Mereka segera melakukan isolasi independen dan tes pengumpulan.

Diantara 9 orang yang lulus tes usap, 5 orang diketahui positif.

Baca: Sarjuki Yakin Pandemi Covid-19 Jangan Ganggu Takdir dengan Jual Bendera- “Kemarin sekitar pukul 19.00 WIB, 5 orang dinyatakan positif virus Covid 19, dan hasilnya,” lanjutnya. -Selain hakim yang saat ini menjalani perawatan di wilayah tempat tinggalnya di Jawa Barat, sebanyak 7 ASN PN Surabaya dipastikan positif COVID-19. Di Surabaya, otoritas Pengadilan Negeri Surabaya telah memutuskan untuk menghentikan layanan.

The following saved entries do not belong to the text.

PR #4498, opened 2021-04-19
Add McMMOEntityDamageByRuptureEvent

lexikiq:
Fires a (Fake)EntityDamageByEntityEvent for Rupture/Bleeding and ensures the event hasn't been cancelled and the damage value is positive. Allows other plugins to block the damage, such as players toggling on/off PVP or entering safe zones.

### DIFF
--- a/src/main/java/com/gmail/nossr50/events/skills/rupture/McMMOEntityDamageByRuptureEvent.java
+++ b/src/main/java/com/gmail/nossr50/events/skills/rupture/McMMOEntityDamageByRuptureEvent.java
@@ -1,33 +1,23 @@
 package com.gmail.nossr50.events.skills.rupture;
 
 import com.gmail.nossr50.datatypes.player.McMMOPlayer;
-import com.gmail.nossr50.events.fake.FakeEntityDamageByEntityEvent;
+import com.google.common.collect.ImmutableMap;
 import org.bukkit.entity.Entity;
-import org.bukkit.entity.Player;
-import org.bukkit.event.entity.EntityDamageEvent;
+import org.bukkit.event.entity.EntityDamageByEntityEvent;
 import org.jetbrains.annotations.NotNull;
 
-import java.util.HashMap;
-import java.util.Map;
+import java.util.EnumMap;
 
-public class McMMOEntityDamageByRuptureEvent extends FakeEntityDamageByEntityEvent {
-	public McMMOEntityDamageByRuptureEvent(@NotNull Player damager, @NotNull Entity damagee, @NotNull DamageCause cause, double damage) {
-		super(damager, damagee, cause, getDamageMap(damage));
-	}
+public class McMMOEntityDamageByRuptureEvent extends EntityDamageByEntityEvent {
+	private final McMMOPlayer mcMMODamager;
 
 	public McMMOEntityDamageByRuptureEvent(@NotNull McMMOPlayer damager, @NotNull Entity damagee, @NotNull DamageCause cause, double damage) {
-		this(damager.getPlayer(), damagee, cause, damage);
-	}
-
-	private static Map<EntityDamageEvent.DamageModifier, Double> getDamageMap(double damage) {
-		Map<EntityDamageEvent.DamageModifier, Double> damageMap = new HashMap<>();
-		damageMap.put(EntityDamageEvent.DamageModifier.BASE, damage);
-		return damageMap;
+		super(damager.getPlayer(), damagee, cause, new EnumMap<>(ImmutableMap.of(DamageModifier.BASE, damage)), new EnumMap<>(ImmutableMap.of(DamageModifier.BASE, (o -> -0.0))));
+		this.mcMMODamager = damager;
 	}
 
 	@NotNull
-	@Override
-	public Player getDamager() {
-		return (Player) super.getDamager();
+	public McMMOPlayer getMcMMODamager() {
+		return mcMMODamager;
 	}
 }
--- a/src/main/java/com/gmail/nossr50/events/skills/rupture/McMMOEntityDamageByRuptureEvent.java
+++ b/src/main/java/com/gmail/nossr50/events/skills/rupture/McMMOEntityDamageByRuptureEvent.java
@@ -10,12 +10,12 @@ import org.jetbrains.annotations.NotNull;
 import java.util.HashMap;
 import java.util.Map;
 
-public class McMMOEntityDamageByRupture extends FakeEntityDamageByEntityEvent {
-	public McMMOEntityDamageByRupture(@NotNull Player damager, @NotNull Entity damagee, @NotNull DamageCause cause, double damage) {
+public class McMMOEntityDamageByRuptureEvent extends FakeEntityDamageByEntityEvent {
+	public McMMOEntityDamageByRuptureEvent(@NotNull Player damager, @NotNull Entity damagee, @NotNull DamageCause cause, double damage) {
 		super(damager, damagee, cause, getDamageMap(damage));
 	}
 
-	public McMMOEntityDamageByRupture(@NotNull McMMOPlayer damager, @NotNull Entity damagee, @NotNull DamageCause cause, double damage) {
+	public McMMOEntityDamageByRuptureEvent(@NotNull McMMOPlayer damager, @NotNull Entity damagee, @NotNull DamageCause cause, double damage) {
 		this(damager.getPlayer(), damagee, cause, damage);
 	}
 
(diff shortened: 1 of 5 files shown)


src/main/java/com/gmail/nossr50/runnables/skills/RuptureTask.java
```diff
@@ -44,20 +46,32 @@ public void run() {
...
-                        double damagedHealth = healthBeforeRuptureIsApplied - calculateAdjustedTickDamage();
-
-                        if(damagedHealth <= 0) {
-                            mcMMO.p.getLogger().severe("DEBUG: Miscalculating Rupture tick damage");
-                        } else {
-                            targetEntity.setHealth(damagedHealth); //Hurt entity without the unwanted side effects of damage()
-                        }
-                    }
+                if(damageTickTracker < DAMAGE_TICK_INTERVAL)
+                    return;
```
nossr50, line 50: What's the point of changing the logic to something that achieves the same thing?

src/main/java/com/gmail/nossr50/runnables/skills/RuptureTask.java
```diff
@@ -44,20 +46,32 @@ public void run() {
...
+                //Ensure the event wasn't cancelled and damage is still greater than 0
+                double damage = event.getFinalDamage();
+                if (event.isCancelled() || damage <= 0)
+                    return;
+
+                ParticleEffectUtils.playBleedEffect(targetEntity); //Animate
+                double damagedHealth = healthBeforeRuptureIsApplied - damage;
+
+                if(damagedHealth <= 0) {
+                    mcMMO.p.getLogger().severe("DEBUG: Miscalculating Rupture tick damage");
```
nossr50, line 72: If the event can modify this then this should probably get removed

src/main/java/com/gmail/nossr50/events/skills/rupture/McMMOEntityDamageByRuptureEvent.java
```diff
@@ -10,12 +10,12 @@
 import java.util.HashMap;
 import java.util.Map;
 
-public class McMMOEntityDamageByRupture extends FakeEntityDamageByEntityEvent {
-	public McMMOEntityDamageByRupture(@NotNull Player damager, @NotNull Entity damagee, @NotNull DamageCause cause, double damage) {
+public class McMMOEntityDamageByRuptureEvent extends FakeEntityDamageByEntityEvent {
+	public McMMOEntityDamageByRuptureEvent(@NotNull Player damager, @NotNull Entity damagee, @NotNull DamageCause cause, double damage) {
```
nossr50, line 14: Should probably never construct it with Player over McMMOPlayer since McMMOPlayer should **always** be available

nossr50 (changes requested):

src/main/java/com/gmail/nossr50/events/skills/rupture/McMMOEntityDamageByRuptureEvent.java
```diff
@@ -0,0 +1,33 @@
...
+		Map<EntityDamageEvent.DamageModifier, Double> damageMap = new HashMap<>();
+		damageMap.put(EntityDamageEvent.DamageModifier.BASE, damage);
+		return damageMap;
+	}
+
+	@NotNull
+	@Override
+	public Player getDamager() {
+		return (Player) super.getDamager();
+	}
```
nossr50, line 32: Should have a getter for McMMOPlayer instead which has its own ::getPlayer method

nossr50: EDIT: Or in addition to

src/main/java/com/gmail/nossr50/events/skills/rupture/McMMOEntityDamageByRuptureEvent.java
```diff
@@ -0,0 +1,33 @@
...
+import com.gmail.nossr50.events.fake.FakeEntityDamageByEntityEvent;
+import org.bukkit.entity.Entity;
+import org.bukkit.entity.Player;
+import org.bukkit.event.entity.EntityDamageEvent;
+import org.jetbrains.annotations.NotNull;
+
+import java.util.HashMap;
+import java.util.Map;
+
+public class McMMOEntityDamageByRuptureEvent extends FakeEntityDamageByEntityEvent {
```
nossr50, line 13: This is a big no-no, fake events are for things that don't actually happen. Don't use them for damage that will be real.

src/main/java/com/gmail/nossr50/runnables/skills/RuptureTask.java
```diff
@@ -44,20 +46,32 @@ public void run() {
...
-                    }
+                if(damageTickTracker < DAMAGE_TICK_INTERVAL)
+                    return;
+
+                damageTickTracker = 0; //Reset timer
+                double healthBeforeRuptureIsApplied = targetEntity.getHealth();
+
+                //Ensure victim has health
+                if(healthBeforeRuptureIsApplied <= 0.01)
+                    return;
```
nossr50, line 57: I don't understand why you took time to change all the logic to be the same logic but different, its just changing the code style for no particular reason? Weird thing to do in a PR.

nossr50 (changes requested):
Would prefer you didn't change code styling without a good reason (I'm open to it, but no reason given just makes me not understand it). Anyways if you make the changes I'd be glad to accept the PR.

src/main/java/com/gmail/nossr50/runnables/skills/RuptureTask.java
lexikiq: Sorry, force of habit in reducing unnecessary tabs, I can undo the code styling changes.

src/main/java/com/gmail/nossr50/events/skills/rupture/McMMOEntityDamageByRuptureEvent.java
lexikiq: ah, misunderstood what this was for then

src/main/java/com/gmail/nossr50/runnables/skills/RuptureTask.java
nossr50: Thanks!

src/main/java/com/gmail/nossr50/events/skills/rupture/McMMOEntityDamageByRuptureEvent.java
nossr50: It's all good!

nossr50: You may want to have this extend SubSkillEvent (going off memory here) we should have some kind of "template" event for sub skills already in mcMMO

lexikiq: I don't think I can do that? That'd be a class extending two classes

nossr50: You're about to remove the class it is extending, I was offering a suggestion of what it should be extending instead

src/main/java/com/gmail/nossr50/events/skills/rupture/McMMOEntityDamageByRuptureEvent.java
```diff
@@ -1,33 +1,23 @@
...
 
-import java.util.HashMap;
-import java.util.Map;
+import java.util.EnumMap;
 
-public class McMMOEntityDamageByRuptureEvent extends FakeEntityDamageByEntityEvent {
-	public McMMOEntityDamageByRuptureEvent(@NotNull Player damager, @NotNull Entity damagee, @NotNull DamageCause cause, double damage) {
-		super(damager, damagee, cause, getDamageMap(damage));
-	}
+public class McMMOEntityDamageByRuptureEvent extends EntityDamageByEntityEvent {
```
nossr50, line 11: Hmm, I'm not sure whether or not having it extend EntityDamageByEntityEvent is a good idea here, might cause unwanted behavior with other plugins.

nossr50, line 11: Well, one way to find out if this is a problem is to simply put it in and see what kind of complaints we get

nossr50 (changes requested):
I'm sure if it's wise to extend EntityDamageByEntityEvent, that would be the main thing giving me pause, however maybe its worth trying out, I guess I'm primarily worried about potential conflicts with anti-cheat stuff, we could change the damage type to custom which may solve that.

src/main/java/com/gmail/nossr50/events/skills/rupture/McMMOEntityDamageByRuptureEvent.java
nossr50: Hmm on second or third thought, this is probably fine if we change our damage type to custom.

nossr50:
Alright lets merge this and see what happens
Thanks for the work!

lexikiq:
happy to help :)

nossr50:
@lexikiq if you're on our discord I can give you a role for contributors ( we have a dev channel )

lexikiq:
i'm qixils#0493 :>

Penundaan layanan akan berlaku mulai 10 hingga 23 Agustus 2020, dari Senin depan hingga dua minggu ke depan. Ia mengatakan: “Pelayanan akan kembali normal pada 24 Agustus 2020. Setelah informasi ini tersebar, masyarakat yang menggunakan Pengadilan Negeri Surabaya, pihak yang bersengketa atau keluarga korban, serta pengacara dan jaksa dapat memahami dan memahami semua.” (Syamsul) Arifin)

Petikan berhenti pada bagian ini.